Google fills 'concrete' AI weapons policy with caveats

The Independent - Tech

The firm was working on the controversial Project Maven program - an artificial intelligence (AI) project that analyses imagery and could be used to enhance the efficiency of drone strikes. Google pledges to not work on weapons after Project Maven backlash Google'ditches contract with US military' after employee revolt Google collected personal data about iPhone users, High Court hears Google quietly removes'don't be evil' preface from code of conduct Google'ditches contract with US military' after employee revolt Google quietly removes'don't be evil' preface from code of conduct This week the tech giant's chief executive Sundar Pichai responded by unveiling his company's "concrete standards" surrounding AI. However, some have suggested that the AI Principles, appear more porous than Mr Pichai's language would seem to suggest. Mr Pichai begins by prefacing the seven-point list of "objectives for AI applications" by saying it is by no means fixed or solid. "We acknowledge that this area is dynamic and evolving," he says, adding that whatever principles are included are subject to change due to the company's "willingness to adapt" its approach.
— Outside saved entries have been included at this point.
PR #6796, opened 2023-08-14
Tvlatas/1.6 use jao

agv426:
This switches the release-1.6 branch over to use the JAO for provisioning instances (from the OCI plugin).

### DIFF
--- a/ci/private-registry/Jenkinsfile
+++ b/ci/private-registry/Jenkinsfile
@@ -2,7 +2,7 @@
 // Licensed under the Universal Permissive License v 1.0 as shown at https://oss.oracle.com/licenses/upl.
 
 def DOCKER_IMAGE_TAG
-def agentLabel = params.DISTRIBUTION_VARIANT == "Lite" ? "large_1_6" : "fralarge_1_6"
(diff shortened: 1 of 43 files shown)


ci/private-registry/Jenkinsfile
```diff
@@ -2,7 +2,7 @@
 // Licensed under the Universal Permissive License v 1.0 as shown at https://oss.oracle.com/licenses/upl.
 
 def DOCKER_IMAGE_TAG
-def agentLabel = params.DISTRIBUTION_VARIANT == "Lite" ? "large_1_6" : "fralarge_1_6"
+def agentLabel = params.DISTRIBUTION_VARIANT == "Lite" ? "1.6-large" : "airgap-1.6-large"
```
George-Aeillo, line 5: In the 1.5 file, it is 1.5-large-phx, it it supposed to be 1.6-large-phx in this case?

agv426: We are moving away from locking the release pipelines to PHX only, it is intentional (1.5 can move away from PHX as well actually)

George-Aeillo (approved):

PR #45, opened 2012-02-15
Catch raw hrefs as bad, warn unless wrapped in a "safe" method

oreoshake:
Add concept of a safe-ening method to mark hrefs as safe

Feature:
Warn when using unsafe hrefs.  This is a very specific case that as of now produces a ton of noise.  This came out of an xss vuln where the value was escaped but still vulnerable.

```
link_to 'asdf', h(@scary)
```

where

```
@scary = 'javascript:alert(1)'
```

or

```
@scary = 'data:  # http://palpapers.plynt.com/issues/2010Oct/bypass-xss-filters/
```

This branch accomplishes slightly intelligent warnings by adding a new command line option to declare methods that make a string URL safe (unless there is already a standard one out there).  e.g.:

```
$ brakeman . --url-safe-methods ensure_valid_protocol!

link_to 'asdf', ensure_valid_protocol!(@scary, :javascript)
```

### DIFF
--- a/lib/brakeman/checks/check_link_to_href.rb
+++ b/lib/brakeman/checks/check_link_to_href.rb
@@ -35,6 +35,7 @@ class Brakeman::CheckLinkToHref < Brakeman::CheckLinkTo
     call = result[:call] = result[:call].dup
     @matched = false
     url_arg = process call[3][2]
+    return if sexp?(url_arg) && url_arg.node_type == :string_interp && !url_arg[1].chomp.empty?
     type, match = has_immediate_user_input? url_arg
 
     if type


tomekr:
This check is flagging the following code as a finding:

```ruby
link_to("Show", current_user.bars.find(params[:id]))
```

However, this wouldn't allow a user to specify their own protocol and so isn't an actual vulnerability. As a result, I can't really use `render_safe_methods` in this scenario but I wouldn't want to disable this check completely. What would the recommended course of action be here?

presidentbeef:
@tomekr #742 should address that issue.

tomekr:
@presidentbeef Yep, that did it. Thanks!

PR #397, opened 2013-09-30
Add Support For Rails Engines

phene:
This adds support for scanning engine paths for controllers, models, views, etc.  Includes new `rails4_with_engines` test to back it up.


ilyakatz:
What do you think about making this configurable? So instead of hardcoding `engines` user can specify the name of the directory where engines reside?

presidentbeef:
Yes, see #664.

PR #529, opened 2014-07-24
demonstrated false negative by using simplified rendering syntax

brad-werth:
Hi, thanks for the great tool. Please let me know if I can provide any additional information of assistance in this matter.

### DIFF
--- a/test/apps/rails3.1/app/views/users/index.html.erb
+++ b/test/apps/rails3.1/app/views/users/index.html.erb
@@ -12,7 +12,7 @@
     <th></th>
   </tr>
 
-  <%= render 'user', :collection => @users %>
+  <%= render @users %>
 </table>
 
 <br />


brad-werth:
@presidentbeef I found some more false negatives. Is it better to report a false negative via PR with tests and code, or to simply create an issue explaining the situation (perhaps with a link to the code in my own repo)? 

Also, I was wondering if you've been able to think of any way around this issue? 

Thanks!

presidentbeef:
As long as there is code to reproduce the issue, that's the main thing.

It's possible we could cover this issue in some cases.

mltsy:
Oh, you're right, my issue is totally a duplicate of this PR :) (I guess I didn't search the PRs!)  Also, funny enough, I work with this guy - hey @brad-werth :laughing:

Is it possible to just check if the class of the argument is a String or Symbol to see if it's referring to a template name or an object? (it looks like [that's what Rails does](https://github.com/rails/rails/blob/4-0-stable/actionpack/lib/abstract_controller/rendering.rb#L165))

Or is the class of the variable not easy to determine?  I tried to follow [the brakeman code that figures out what kind of argument it is](https://github.com/presidentbeef/brakeman/blob/v3.4.1/lib/brakeman/checks/check_render.rb#L18), but I got confused, because it seems to ignore the argument altogether unless it's one of `[:partial, :template, :action, :file]` - I must have misinterpreted how it determines that... I think it [determines the render_type here](https://github.com/presidentbeef/brakeman/blob/8fa2fd13745097e0a4c4a6035d68a808b52e37ee/lib/ruby_parser/bm_sexp.rb#L529), which looks like it just returns perhaps the second "node" of the "expression"?  Which in this case would be... a variable name(?).  So that's where I got lost, because none of [the cases](https://github.com/presidentbeef/brakeman/blob/v3.4.1/lib/brakeman/checks/check_render.rb#L19) seem to handle a variable name? :confused:

presidentbeef:
In this case a bare `render ...` gets converted to `render :action => ...` In fact calls to `render` get converted to `s(:render, ...)` s-expressions in [this bit of code](https://github.com/presidentbeef/brakeman/blob/8fa2fd13745097e0a4c4a6035d68a808b52e37ee/lib/brakeman/processors/base_processor.rb#L204).

However, that's not really related. What we care about is the argument, as you mention. Brakeman performs basic data flow analysis ([some slides here](https://docs.google.com/presentation/d/1tSBuM5PzHEvqu6qR6c5548tXCWHqkvsqDKD2E5g-r84/pub?start=false&loop=false&delayms=3000)) so if there is an assignment in scope it will propagate that assignment to uses of the variable. For example we might know, from your code, that `render @client` is actually `render Client.includes(:domain).where("clients.name LIKE ? OR domains.name LIKE ?",
  "%#{params[:search]}%", "%#{params[:search]}%")`.

I believe the approach I was considering is just checking for "collectiony" type values like yours. So calls on a model that may/probably result in a collection, as opposed to a single value.

mltsy:
Oooh, I see, yeah, so it's determining that the render type is an "action" on [line 236](https://github.com/presidentbeef/brakeman/blob/8fa2fd13745097e0a4c4a6035d68a808b52e37ee/lib/brakeman/processors/base_processor.rb#L236) right?  But if the argument is neither a string/symbol, nor a hash (which is the case line 236 represents right?)... then it's actually just an object, which is when Rails will treat it as an object render, so shouldn't the render type be something else, like... perhaps `:object`?  And in the case of an "object" render, you could just skip those checks that check how the value is constructed (since they are only relevant in cases where the value is used to determine the template) right?

presidentbeef:
> then it's actually just an object

Not exactly. It could really be anything, it's just that the literal value is not able to be determined just by looking at the source code.

mltsy:
Oh, so even failing `string?` and `is_a? String` can't tell for sure that it isn't a String?  Dang.  That does make it harder... ;)

Also, wait, so this PR/issue actually *was* for a false negative (an issue not being reported properly) - mine was for an issue that shouldn't be reported in this case and is.  I guess they're not the same issue after all?

presidentbeef:
They are different aspects of the same issue. If we know it's a collection, we won't warn about dynamic render paths, but also render it as a collection in views.

mltsy:
:+1:

PR #602, opened 2015-01-04
Expand slim version support to latest (v3.0.1 at present).

### LINKED ISSUE #601: Slim Requirment lower than Rails 4.2
Bundler could not find compatible versions for gem "slim":
  In Gemfile:
    brakeman (~> 3.0.0) ruby depends on
      slim (< 3.0, >= 1.3.6) ruby

    slim-rails (~> 3.0.1) ruby depends on
      slim (3.0.0)

If possible this should be updated to use the latest version of slim which is needed for good Rails 4.2 support.

cwest:
Tests passed locally. Run against a Rails 4.2 and Rails 4.1 projects; Got expected results.

I'm not claiming a perfect understanding but things seem to be in good working order. Please let me know what I missed. :smile: 

Fixes #601.

### DIFF
--- a/README.md
+++ b/README.md
@@ -40,6 +40,15 @@ From source:
     gem build brakeman.gemspec
     gem install brakeman*.gem
 
+## For Slim Users
+
+[Slim v3.0.0](https://github.com/slim-template/slim/blob/master/CHANGES#L12) dropped support for Ruby 1.8.7. Install a version of [`slim`](http://slim-lang.com/) compatible with your Ruby.
+
+| Ruby Version |       `Gemfile`       |              Command Line              |
+|--------------|-----------------------|----------------------------------------|
+| Ruby 1.8.7   | `gem 'slim', '< 3.0'` | `$ gem install slim --version '< 3.0'` |
+| Ruby 1.9+    | `gem 'slim'`          | `$ gem install slim`                   |
+
 # Usage
 
     brakeman [app_path]
--- a/Gemfile
+++ b/Gemfile
@@ -3,3 +3,10 @@ source "https://rubygems.org"
 gemspec :name => "brakeman"
 
 gem "rake", "< 10.2.0"
+
+# Slim v3.0.0 dropped support for Ruby <1.9.2.
+if RUBY_VERSION < "1.9.2"
+  gem "slim", ">=1.3.6", "< 3.0"
+else
+  gem "slim", ">=1.3.6"
+end
--- a/brakeman.gemspec
+++ b/brakeman.gemspec
@@ -23,6 +23,5 @@ Gem::Specification.new do |s|
   s.add_dependency "erubis", "~>2.6"
   s.add_dependency "haml", ">=3.0", "<5.0"
   s.add_dependency "sass", "~>3.0"
-  s.add_dependency "slim", ">=1.3.6", "<3.0"
   s.add_dependency "multi_json", "~>1.2"
 end
--- a/lib/brakeman.rb
+++ b/lib/brakeman.rb
@@ -420,7 +420,7 @@ module Brakeman
       require name
     rescue LoadError => e
       $stderr.puts e.message
-      $stderr.puts "Please install the appropriate dependency."
+      $stderr.puts "Please install the appropriate dependency: #{name}."
       exit! -1
     end
   end


cwest:
Please review @ramaboo, @presidentbeef.

cwest:
I see one of the things I missed. [The removal of Ruby 1.8.7 support from slim 3.0.0.](https://github.com/slim-template/slim/blob/master/CHANGES#L12)

cwest:
Updated to consider our `RUBY_VERSION` to maintain consistent slim support.

presidentbeef:
Should probably be `RUBY_VERSION < "1.9.0" ` or something similar just for safety.

presidentbeef:
Also I'm not sure it needs to be quite so cautious on the Slim version, or else this will need to change again at the next Slim release.

cwest:
I agree. I also think the ternary operator doesn't convey the reason for the check, so I've made it a little more clear.

cwest:
I kept it cautious based on https://github.com/presidentbeef/brakeman/pull/353#issuecomment-19931105.

If you're cool with being more forgiving so am I. Update forthcoming. :smile:

presidentbeef:
Sadly, I don't think this will work because the `RUBY_VERSION` is checked at gem creation time, not at install.

cwest:
Heh. That'd be a problem indeed. :-)

bf4:
That's true. The best you could do is in to add a post_install message to the gemspec and in the lib/brakeman.rb do something like:

```ruby
# Slim 3.0.0 dropped support for Ruby 
if RUBY_VERSION < "1.9.0"
  gem "slim", ">=1.3.6", "<3.0"
else
  gem "slim", ">=1.3.6"
end
require 'slim'
```

Why is the dependency so open-ended?

cwest:
So we have an issue here and @bf4 is right. I wanted to change the versions during install time but that seems to be a thing rubygems doesn't provide. I'm going to give his suggestion a whirl.

cwest:
Ok, it works.

cwest:
We can't remove `slim` from the gemspec because `bundle exec` explicitly disallows loading gems that aren't listed, which fails tests.

We could write another gemspec for Ruby 1.8.7 and build and distribute that version of brakeman?

It's a PITA that our upstream dependency stopped supporting a Ruby version we still want to support.

Getting food…

cwest:
And we're back. I think I like this solution. The project `Gemfile` specifies slim, and can do so on a per-ruby basis, but the gemspec no longer does.

Tested this on a Rails 4.2 app (Ruby 2.2.0) using slim 3.0.1 after installing it and upgrading my `Gemfile.lock`. Worked as expected!

presidentbeef:
Essentially this is the same as removing Slim from from the gem dependencies, which is fine I suppose.

cwest:
Right, but keeps it available for testing and development (within bundler contexts).

cwest:
This is very much how tilt deals with things, as @bf4 was trying to point out, I think. :smile: 

BTW, my apologies for exposing you to some of the more exotic attempt I made. It was pretty rough there for a bit.

cwest:
Let me know if there's anything I missed on this PR? I'd be nice for Slim and Rails 4.2 users to have the latest Brakeman. :smile:

README.md
```diff
@@ -40,6 +40,14 @@ From source:
     gem build brakeman.gemspec
     gem install brakeman*.gem
 
+## For Ruby 1.8.7 Users
+
+Slim v3.0.0 dropped support for Ruby 1.8.7. If you're using `brakeman` on Ruby 1.8.7 you will have to pre-install a version of `slim` compatible with Ruby 1.8.7:
+
+    $ gem install slim --version '~> 2.0.0'
+
+If you're on a more recent Ruby this step is _not_ required.
```
presidentbeef: This is a little misleading...you need to install slim manually if you want to process slim templates, either way.

cwest:
Docs update to look like this:

## For Slim Users

[Slim v3.0.0](https://github.com/slim-template/slim/blob/master/CHANGES#L12) dropped support for Ruby 1.8.7. Install a version of [`slim`](http://slim-lang.com/) compatible with your Ruby.

| Ruby Version |       `Gemfile`       |              Command Line              |
|--------------|-----------------------|----------------------------------------|
| Ruby 1.8.7   | `gem 'slim', '< 3.0'` | `$ gem install slim --version '< 3.0'` |
| Ruby 1.9+    | `gem 'slim'`          | `$ gem install slim`                   |

presidentbeef:
Thanks for your patience!

cwest:
@presidentbeef++ :smile:

Lordnibbler:
@presidentbeef When can we expect a new release on rubygems for this?

presidentbeef:
@Lordnibbler I don't like to be too specific about release dates, but I do expect another release relatively soon.

PR #605, opened 2015-01-06
process inner body expressions to trigger interpolated string warnings

ptoomey3:
We had added library processing to our internal fork of brakeman and noticed that some things, like warnings related to interpolated strings, were not getting triggered in scanned libs. So, I made a change in https://github.com/github/brakeman/pull/10 that processes the inner body expression similar to how other processors do (controllers, etc). However, I'm still not 100% sure if the approach taken is idiomatic with the rest of brakeman. So, please let me know if there is a more "correct" way of ensuring that the nested body's are processed so that interpolated strings are analyzed correctly. 

/cc @gregose @mastahyeti @oreoshake

### DIFF
--- a/test/apps/rails4/lib/sweet_lib.rb
+++ b/test/apps/rails4/lib/sweet_lib.rb
@@ -2,4 +2,9 @@ class SweetLib
   def do_some_cool_stuff bad
     `ls #{bad}`
   end
+
+  def test_find_group
+    #Should warn, no escaping done for :group
+    User.find(:all, :conditions => "title = 'blah'", :group => "something, #{params[:group]}")
+  end
 end
--- a/test/apps/rails4/lib/sweet_lib.rb
+++ b/test/apps/rails4/lib/sweet_lib.rb
@@ -5,6 +5,6 @@ class SweetLib
 
   def test_find_group
     #Should warn, no escaping done for :group
-    User.find(:all, :conditions => "title = 'blah'", :group => "something, #{params[:group]}")
+    system("rm #{@bad}")
   end
 end
--- a/test/tests/rails4.rb
+++ b/test/tests/rails4.rb
@@ -16,7 +16,7 @@ class Rails4Tests < Test::Unit::TestCase
       :controller => 0,
       :model => 1,
       :template => 2,
-      :generic => 47
+      :generic => 48
     }
   end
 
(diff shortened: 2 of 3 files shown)


test/tests/rails4.rb
```diff
@@ -555,7 +555,7 @@ def test_no_sql_injection_due_to_skipped_filter
   def test_command_injection_in_library
     assert_warning :type => :warning,
       :warning_code => 14,
-      :fingerprint => "9a11e7271784d69c667ad82481596096781a4873297d3f7523d290f51465f9d6",
+      :fingerprint => "21857e8872d187312a0b2470876bf6c8a8885df84c510d766f4639d95ae7cef7",
```
ptoomey3: Changed because the nested body parsing transforms the code string for the warning changes from:

```
s(:evstr, s(:lvar, :bad)))[[:class, :SweetLib]
```

to

```
s(:string_eval, s(:lvar, :bad)))[[:class, :SweetLib]
```

which affects the fingerprint.

presidentbeef:
This is probably a good idea in general, but have you checked if Brakeman 3.0 fixes the interpolated strings issue?

ptoomey3:
That was when I ran into the issue (merging 3.0 into our fork). I wrote this failing test on 3.0 as my base and then added in the nested processing to get it to pass. I'll look at why this is failing in CI (was working on my local build).

presidentbeef:
This is going to break so many fingerprints :sob:

ptoomey3:
oof...are you talking about these http://blog.presidentbeef.com/blog/2013/11/01/testing-brakeman/? That is quite unfortunate...sorry :frowning:

presidentbeef:
My testing is not really the issue, it's users who expect fingerprints to be relatively stable :( But it's okay, a necessary change.

presidentbeef:
Just as an FYI, working through bugs that are revealed by this change :crocodile:

ptoomey3:
:bow:

presidentbeef:
Thanks for your contribution and patience :ghost:

test/apps/rails4/lib/sweet_lib.rb
```diff
@@ -2,4 +2,9 @@ class SweetLib
   def do_some_cool_stuff bad
     `ls #{bad}`
   end
+
+  def test_find_group
+    #Should warn, no escaping done for :group
```
ptoomey3: Doh...just noticed this after the merge. I made a SQL based test on my firstbpass, but I changed it to be a command exec test and forgot to update the comment. My apologies.

test/apps/rails4/lib/sweet_lib.rb
```diff
@@ -2,4 +2,9 @@ class SweetLib
   def do_some_cool_stuff bad
     `ls #{bad}`
   end
+
+  def test_find_group
```
ptoomey3: Same with the test name. It should have been `test_remove` or some such thing.

test/apps/rails4/lib/sweet_lib.rb
presidentbeef: Does this make you feel better? https://github.com/presidentbeef/brakeman/pull/610

ptoomey3: :+1:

Google won't develop AI weapons, announces new ethical strategy Internet of Business

#artificialintelligence

Google has unveiled a set of principles for ethical AI development and deployment, and announced that it will not allow its AI software to be used in weapons or for "unreasonable surveillance". In a detailed blog post, CEO Sundar Pichai said that Google would not develop technologies that cause, or are likely to cause, harm. "Where there is a material risk of harm, we will proceed only where we believe that the benefits substantially outweigh the risks, and will incorporate appropriate safety constraints," he explained. Google will not allow its technologies to be used in weapons or in "other technologies whose principal purpose or implementation is to cause or directly facilitate injury to people", he said. Also on the no-go list are "technologies that gather or use information for surveillance, violating internationally accepted norms", and those "whose purpose contravenes widely accepted principles of international law and human rights". The move follows widespread internal and external criticism of Google's involvement in Project Maven, the Pentagon's aerial battlefield intelligence programme, which some saw as a step towards the weaponisation of AI.


Why Does Artificial Intelligence Scare Us So Much?

#artificialintelligence

When people see machines that respond like humans, or computers that perform feats of strategy and cognition mimicking human ingenuity, they sometimes joke about a future in which humanity will need to accept robot overlords. But buried in the joke is a seed of unease. Science-fiction writing and popular movies, from "2001: A Space Odyssey" (1968) to "Avengers: Age of Ultron" (2015), have speculated about artificial intelligence (AI) that exceeds the expectations of its creators and escapes their control, eventually outcompeting and enslaving humans or targeting them for extinction. Conflict between humans and AI is front and center in AMC's sci-fi series "Humans," which returned for its third season on Tuesday (June 5). In the new episodes, conscious synthetic humans face hostile people who treat them with suspicion, fear and hatred.